Shares of The Pantry rose today after an analyst raised his rating on the Cary-based convenience store chain.
The Pantry, which owns more than 1,600 stores in 11 states, is poised to benefit as the economy improves during the next 12 to 18 months, William Blair & Co. analyst Mark Miller wrote in a report to investors.
It also could become an acquisition target, wrote Miller, who raised his rating to "outperform" from "market perform."
Earlier this month, Casey's General Stores, an Iowa-based chain of convenience stores, received a buyout offer from Alimentation Couche-Tard. The Canadian corporation has more than 3,500 stores across the U.S. including Circle K.

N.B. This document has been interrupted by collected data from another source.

PR #1937, opened 2026-07-16
fix(terminal): short ZELLIJ_SOCKET_DIR so web terminal works on macOS

aminghadersohi:
## Problem

On macOS the web terminal always fails with `[Terminal exited with code 1]`. The zellij PTY exits 1 immediately with:

```
Error: the IPC socket path is too long (108 bytes, max 103):
  /var/folders/.../T/zellij-<uid>/contract_version_1/agor-<user-id>
This is usually caused by a long $TMPDIR path.
```

With no override, Zellij places its Unix-domain control socket below the platform temp directory, including a `zellij-<uid>` component. macOS's default `$TMPDIR` is a long `/var/folders/...` path, and Agor session names are `agor-<24-char-user-id>`, so the combined socket path can exceed the ~103-byte `sun_path` limit and Zellij aborts before it can attach.

## Fix

Select the `ZELLIJ_SOCKET_DIR` in `handleZellijAttach` while preserving an explicit environment override. Zellij 0.43.1 uses an explicit override directly and appends only its protocol/version directory and session name. On macOS, Agor therefore uses the short, per-user fallback `/tmp/agor-zellij-<uid>`. On other platforms it retains the owner-local cache socket directory introduced for same-host container reuse. This keeps macOS paths short without making strict-mode users share a socket directory or regressing the container persistence contract.

## Testing

- Added focused tests for explicit override preservation, per-UID separation, and total socket-path length with a 24-character Agor session identifier.
- The longest practical UID used by the test produces a 76-byte path including `contract_version_1` and the session name, comfortably below 103 bytes.
- Reproduced the original failure via a node-pty harness using the daemon's real session name and environment; the short socket base attaches cleanly and streams the Zellij UI.

### DIFF
--- a/packages/executor/src/commands/zellij.test.ts
+++ b/packages/executor/src/commands/zellij.test.ts
@@ -7,9 +7,43 @@ import {
   createReconnectGrace,
   ensurePrivateZellijCacheDirectory,
   forceZellijRepaint,
+  getZellijSocketDir,
   waitForZellijReady,
   zellijListingHasSession,
 } from './zellij.js';
+
+describe('getZellijSocketDir', () => {
+  it('preserves an explicit environment override', () => {
+    expect(getZellijSocketDir('/custom/zellij-sockets', 1000, '/home/user/.cache/sockets')).toBe(
+      '/custom/zellij-sockets'
+    );
+  });
+
+  it('keeps a real Agor session socket comfortably below the macOS limit', () => {
+    const socketDir = getZellijSocketDir(
+      undefined,
+      4_294_967_295,
+      '/home/user/.cache/sockets',
+      'darwin'
+    );
+    const sessionName = `agor-${'a'.repeat(24)}`;
+    const socketPath = join(socketDir, 'contract_version_1', sessionName);
+
+    expect(Buffer.byteLength(socketPath)).toBeLessThan(80);
+    expect(Buffer.byteLength(socketPath)).toBeLessThan(103);
+  });
+
+  it('separates macOS fallback directories by Unix user', () => {
+    expect(getZellijSocketDir(undefined, 1000, '/shared', 'darwin')).toBe('/tmp/agor-zellij-1000');
+    expect(getZellijSocketDir(undefined, 1001, '/shared', 'darwin')).toBe('/tmp/agor-zellij-1001');
+  });
+
+  it('keeps the owner-local socket directory on non-macOS runtimes', () => {
+    expect(getZellijSocketDir(undefined, 1000, '/home/user/.cache/zellij/sockets', 'linux')).toBe(
+      '/home/user/.cache/zellij/sockets'
+    );
+  });
+});
 
 describe('buildZellijLaunchArgs', () => {
   it('attaches directly when an active or exited session is known', () => {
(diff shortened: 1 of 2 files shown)


mistercrunch:
Thanks for the focused fix — the macOS socket-path diagnosis looks right, and setting `ZELLIJ_SOCKET_DIR` at the PTY boundary seems like the correct approach.

One small multi-user concern before merge: with Agor's pinned Zellij 0.43.1, an explicit `ZELLIJ_SOCKET_DIR` is used as the socket base directly, then Zellij appends its protocol/version directory and applies mode `0700` there. It does **not** append the default `zellij-<uid>` component once the environment override is set: https://github.com/zellij-org/zellij/blob/v0.43.1/zellij-utils/src/consts.rs#L160-L170 and https://github.com/zellij-org/zellij/blob/v0.43.1/zellij-client/src/lib.rs#L289-L294

That means a shared `/tmp/zellij` fallback can be created/owned by the first strict-mode Unix user and prevent other users from sharing or creating the protected version directory beneath it. Could we make the fallback short **and** per Unix user, for example:

```ts
ZELLIJ_SOCKET_DIR:
  cleanEnv.ZELLIJ_SOCKET_DIR ?? `/tmp/agor-zellij-${process.getuid()}`
```

(or a small POSIX helper with equivalent behavior), while preserving an explicit environment override? This expression is evaluated inside `handleZellijAttach`, so it uses the executor process's current Unix UID. A focused test for override preservation, short path length, and per-user separation would be nice too.

With that adjustment, this looks like a straightforward and valuable fix.

aminghadersohi:
Thanks, Max — your 0.43.1 reading holds up. In `zellij-utils/src/consts.rs`, `get_socket_dir()` becomes the base directly when set and Zellij appends only `VERSION`; `zellij-client/src/lib.rs` then appends the session name and applies `0700` to that version directory. The default `zellij-<uid>` component is only on the no-override path, so the original PR description was incorrect.

I changed the fallback to `/tmp/agor-zellij-${uid}` using the executor process UID, while preserving an explicitly supplied `ZELLIJ_SOCKET_DIR` (including using nullish rather than truthy fallback semantics). I also added focused tests for override preservation, separation between UIDs, and path length. With a maximum 32-bit UID plus `contract_version_1` and an `agor-` + 24-character session name, the resulting path is 76 bytes, comfortably below the 103-byte limit. I corrected the PR description as well.

mistercrunch:

Thanks for the focused diagnosis and for addressing the original review feedback. I rechecked this against current main.

The original normal-macOS failure is no longer present unchanged. Since #2281, Agor explicitly places Zellij sockets under the effective execution home and uses a shorter tenant/user/branch session hash. A representative current macOS path is 84 bytes, below Zellij 0.44.1's 103-byte maximum, so the old long `$TMPDIR` mechanism is gone.

A residual edge case remains for unusually long effective-home paths, but I don't think this patch should be merged as-is. It would honor a user-supplied `ZELLIJ_SOCKET_DIR`, bypass the newer execution-home ownership contract, and use a predictable `/tmp/agor-zellij-<uid>` parent without creating or validating that parent as private and non-symlinked. The UID-based isolation rationale is also stale after the sandbox/per-user-home refactor.

The patch rebases cleanly and its CI is green, but the remaining problem now needs a narrower fix: keep the canonical home path when it fits, detect actual overflow, securely create a short fallback only then, and test the current session-name and Zellij-version layouts.

Recommendation: close this PR as superseded and open a focused follow-up for the long-execution-home edge case if that configuration needs support.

Casey's officials have rejected the $1.9 billion offer as too low, but the bid has spurred speculation that other chains could be acquisition targets.
"If Couche-Tard is unsuccessful in buying Casey's, we believe it increases the potential that the company considers making an offer for The Pantry," Miller wrote.
Convenience stores have lagged other retail sectors, but should begin to see stronger demand for merchandise and gasoline as the job market improves and construction activity picks up, he wrote.
Also, The Pantry's new CEO Terry Marks has said it's a priority for the chain to improve its food offerings, which should bolster financial results.
The Pantry, which operates stores mostly under the Kangaroo brand, is scheduled to report quarterly earnings on Tuesday.
The company's shares rose 96 cents today to $16.29. That's the highest level since October and a 30 percent increase this month.